Stored items:
◆ ◆ ◆

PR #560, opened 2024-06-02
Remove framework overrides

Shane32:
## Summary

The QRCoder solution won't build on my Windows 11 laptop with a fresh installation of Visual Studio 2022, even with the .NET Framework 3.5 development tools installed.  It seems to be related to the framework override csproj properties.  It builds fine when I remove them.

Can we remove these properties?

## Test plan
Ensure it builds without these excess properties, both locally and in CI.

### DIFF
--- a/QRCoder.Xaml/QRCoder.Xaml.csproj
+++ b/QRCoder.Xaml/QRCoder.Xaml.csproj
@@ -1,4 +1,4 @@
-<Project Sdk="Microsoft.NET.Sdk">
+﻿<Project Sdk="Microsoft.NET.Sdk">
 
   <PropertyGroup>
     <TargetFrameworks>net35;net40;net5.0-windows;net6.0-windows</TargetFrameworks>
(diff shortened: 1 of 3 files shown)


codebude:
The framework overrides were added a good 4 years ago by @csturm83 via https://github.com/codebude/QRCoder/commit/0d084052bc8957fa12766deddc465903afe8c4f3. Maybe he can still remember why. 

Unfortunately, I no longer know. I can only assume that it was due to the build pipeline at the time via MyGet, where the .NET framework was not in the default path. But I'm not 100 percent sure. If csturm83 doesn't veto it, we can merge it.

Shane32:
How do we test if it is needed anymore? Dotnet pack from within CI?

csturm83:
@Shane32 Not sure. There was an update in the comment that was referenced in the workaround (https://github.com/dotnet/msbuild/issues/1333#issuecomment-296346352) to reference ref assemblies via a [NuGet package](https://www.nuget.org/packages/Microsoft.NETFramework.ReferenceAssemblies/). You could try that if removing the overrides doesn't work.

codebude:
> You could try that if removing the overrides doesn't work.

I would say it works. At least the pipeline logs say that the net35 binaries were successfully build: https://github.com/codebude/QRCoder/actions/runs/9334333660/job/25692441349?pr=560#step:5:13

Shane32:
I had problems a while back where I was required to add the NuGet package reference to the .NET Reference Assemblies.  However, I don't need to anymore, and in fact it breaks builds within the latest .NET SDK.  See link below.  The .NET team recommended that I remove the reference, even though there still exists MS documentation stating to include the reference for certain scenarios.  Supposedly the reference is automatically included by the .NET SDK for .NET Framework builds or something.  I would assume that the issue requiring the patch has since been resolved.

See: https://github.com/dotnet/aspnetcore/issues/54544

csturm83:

◆ ◆ ◆

BRIEF:
For each line of the data that has the word "assume", report that line.

SOLUTION FOR THIS EXERCISE:
Unfortunately, I no longer know. I can only assume that it was due to the build pipeline at the time via MyGet, where the .NET framework was not in the default path. But I'm not 100 percent sure. If csturm83 doesn't veto it, we can merge it.
I had problems a while back where I was required to add the NuGet package reference to the .NET Reference Assemblies.  However, I don't need to anymore, and in fact it breaks builds within the latest .NET SDK.  See link below.  The .NET team recommended that I remove the reference, even though there still exists MS documentation stating to include the reference for certain scenarios.  Supposedly the reference is automatically included by the .NET SDK for .NET Framework builds or something.  I would assume that the issue requiring the patch has since been resolved.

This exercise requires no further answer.